Ric me regarde et entame d’une voix qu’il s’efforce de maîtriser :
— Mes parents travaillaient comme cordonniers plus au sud. Nous étions une famille modeste. Ma mère faisait les marchés et récupérait le travail chez les chausseurs du coin. Mon père passait ses journées au fond de notre garage, sur des machines achetées d’occasion. Il a travaillé quelque temps sur les selleries de constructeurs automobiles, mais il avait l’impression d’être exploité. Alors lui et ma mère ont fait le choix de rester modestes mais libres. Pendant son temps de repos, il me fabriquait des jouets avec les chutes de cuir, des holsters pour mes revolvers en plastique, des animaux fantastiques, des déguisements. J’adorais l’observer. C’est avec lui que j’ai appris que le travail, c’est parfois de l’amour rendu visible. Il fallait le voir faire glisser les pièces de peau sous les grosses aiguilles, passer la teinture, lustrer les pièces au chiffon doux, les lisser de la paume… Un jour, mes parents ont entendu parler d’un concours pour une grande marque. Il s’agissait d’imaginer le sac à main du futur. Ma mère et mon père ont donné le meilleur d’eux-mêmes, ils ont conjugué leurs talents.
Il pose la main sur le vieux sac usé, doucement, comme une caresse.
— Julie, sans le savoir, tu m’as rapporté ce que je voulais reprendre. Un souvenir. Une preuve.
Il se lève et va chercher un cutter. Il ouvre le sac avec précaution, ému, et commence à découper la doublure élimée.
— Mes parents ont créé ce prototype pour Alexandre Debreuil. Il ne les a jamais payés. Il leur a dit qu’il les recontacterait. Ils n’ont plus jamais eu de ses nouvelles. Quelques années plus tard, dans une revue qu’elle feuilletait chez le médecin, ma mère est tombée sur une publicité vantant la copie exacte de leur projet. Le reste appartient à l’histoire. Les Debreuil ont fait fortune grâce à ce que mes parents ont créé. Mon père ne l’a pas supporté. Un cancer l’a emporté moins d’un an plus tard. Ma mère n’a pas eu la force de se battre. Elle s’est entièrement consacrée à moi avant de se laisser dépérir à petit feu. Je me suis juré de les venger, de rétablir leur honneur et la vérité, de faire le procès qu’eux n’avaient pas osé entreprendre.
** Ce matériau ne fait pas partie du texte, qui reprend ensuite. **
PR #147, opened 2017-06-13
Fixed regression issue where setting tags for a redshift table was broken.

ajoymajumdar:
ConnectorBaseService.exists method was not implemented by the Redshift connector.
Fixed regression issue where getTable for non-existing redshift tables were not failing with a 404 error.

### DIFF
--- a/metacat-connector-jdbc/src/main/java/com/netflix/metacat/connector/jdbc/services/JdbcConnectorTableService.java
+++ b/metacat-connector-jdbc/src/main/java/com/netflix/metacat/connector/jdbc/services/JdbcConnectorTableService.java
@@ -110,10 +110,7 @@ public class JdbcConnectorTableService implements ConnectorTableService {
     @Override
     public TableInfo get(@Nonnull final ConnectorContext context, @Nonnull final QualifiedName name) {
         log.debug("Beginning to get table metadata for qualified name {} for request {}", name, context);
-        // If table does not exist, throw TableNotFoundException.
-        if (!exists(context, name)) {
-            throw new TableNotFoundException(name);
-        }
+
         try (Connection connection = this.dataSource.getConnection()) {
             final String database = name.getDatabaseName();
             connection.setSchema(database);
@@ -138,6 +135,11 @@ public class JdbcConnectorTableService implements ConnectorTableService {
 
                     fields.add(fieldInfo.build());
                 }
+            }
+            final List<FieldInfo> fieldInfos = fields.build();
+            // If table does not exist, throw TableNotFoundException.
+            if (fieldInfos.isEmpty() && !exists(context, name)) {
+                throw new TableNotFoundException(name);
             }
             log.debug("Finished getting table metadata for qualified name {} for request {}", name, context);
             return TableInfo.builder().name(name).fields(fields.build()).build();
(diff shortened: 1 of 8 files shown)


metacat-connector-jdbc/src/main/java/com/netflix/metacat/connector/jdbc/services/JdbcConnectorTableService.java
```diff
@@ -94,15 +95,9 @@ public void delete(@Nonnull final ConnectorContext context, @Nonnull final Quali
...
-        try (final Connection connection = this.dataSource.getConnection()) {
-            final boolean upperCase = connection.getMetaData().storesUpperCaseIdentifiers();
-            if (upperCase) {
-                connection.setSchema(databaseName.toUpperCase(Locale.ENGLISH));
-            } else {
-                connection.setSchema(databaseName);
-            }
-            final String finalTableName = upperCase ? tableName.toUpperCase(Locale.ENGLISH) : tableName;
-            JdbcConnectorUtils.executeUpdate(connection, this.getDropTableSql(name, finalTableName));
+        try (Connection connection = this.dataSource.getConnection()) {
```
tgianos: Why did you remove the `final` from these try blocks?

metacat-connector-jdbc/src/main/java/com/netflix/metacat/connector/jdbc/services/JdbcConnectorTableService.java
```diff
@@ -262,6 +253,23 @@ public void rename(
         }
     }
 
+    @Override
+    public boolean exists(@Nonnull final ConnectorContext context, @Nonnull final QualifiedName name) {
+        boolean result = false;
```
tgianos: this is the default value of a boolean anyway you don't need to initialized it.

metacat-connector-jdbc/src/main/java/com/netflix/metacat/connector/jdbc/services/JdbcConnectorTableService.java
```diff
@@ -262,6 +253,23 @@ public void rename(
...
+        try (Connection connection = this.dataSource.getConnection()) {
+            final String databaseName = name.getDatabaseName();
+            connection.setSchema(databaseName);
+            final DatabaseMetaData metaData = connection.getMetaData();
+            final ResultSet rs = metaData.getTables(databaseName, databaseName, name.getTableName(), TABLE_TYPE);
+            if (rs.next()) {
```
tgianos: here it might be better to do `rs.last()` and then `return rs.row() == 1`. That way we verify that the table exists and it's the only one.

metacat-connector-jdbc/src/main/java/com/netflix/metacat/connector/jdbc/services/JdbcConnectorTableService.java
ajoymajumdar: Not needed in try-with-resources statement.

metacat-connector-jdbc/src/main/java/com/netflix/metacat/connector/jdbc/services/JdbcConnectorTableService.java
ajoymajumdar: At a method level, you need to initialize.

metacat-connector-jdbc/src/main/java/com/netflix/metacat/connector/jdbc/services/JdbcConnectorTableService.java
ajoymajumdar: Using next() should be acceptable with the assumption that databases will not have two tables with the same name.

Il soulève la doublure. Cachées dessous, tracées à l’encre à l’intérieur du sac, on distingue les signatures de Chantal et Pietro ainsi qu’un petit dessin de chien et une signature d’enfant, Ric. À côté, il est écrit : « Que ce projet nous porte enfin chance ». Ric a les larmes aux yeux.
— Tu sais tout, Julie. Je suis venu ici pour reprendre ce qui appartenait à mes parents et traîner ceux qui les ont tués en justice. Je n’avais pas prévu de tomber sur toi. J’ai même cru que je pourrais renoncer à ma vengeance pour vivre avec toi, mais la promesse que je me suis faite pour mes parents était trop forte. Alors j’ai préparé ce vol avec toi dans les jambes.
— Tu n’as plus besoin de ce cambriolage maintenant.
— Non. Grâce à toi et aux risques que tu as pris.
— Que vas-tu faire ?
— Raconter l’histoire à la presse, à la justice, en espérant être entendu.
Il semble épuisé. Comme si la pression qu’il subissait depuis des années retombait, s’échappait de lui. Il me regarde :
— J’ai envie de pleurer, j’ai envie de chanter, j’ai envie de me jeter sur toi pour t’embrasser.
« Je n’aime pas quand tu pleures. Je t’ai entendu au mariage de Sarah, je n’aime pas trop quand tu chantes. Par contre… »
— Julie, est-ce que tu veux bien vivre avec moi ?
« Oui ! »
— Oui.
Le reste ne concerne que nous, mais je dois quand même vous confier que je vous souhaite à tous d’éprouver un jour ce que j’ai ressenti à ce moment-là. Je dois aussi vous avouer que désormais on peut donner des leçons aux chats et que nous, on n’a pas besoin de buissons. Malgré tout ce que l’on peut se dire quand ça va mal, cette vie est notre plus grande chance. Il est 21 h 23 et je suis vivante.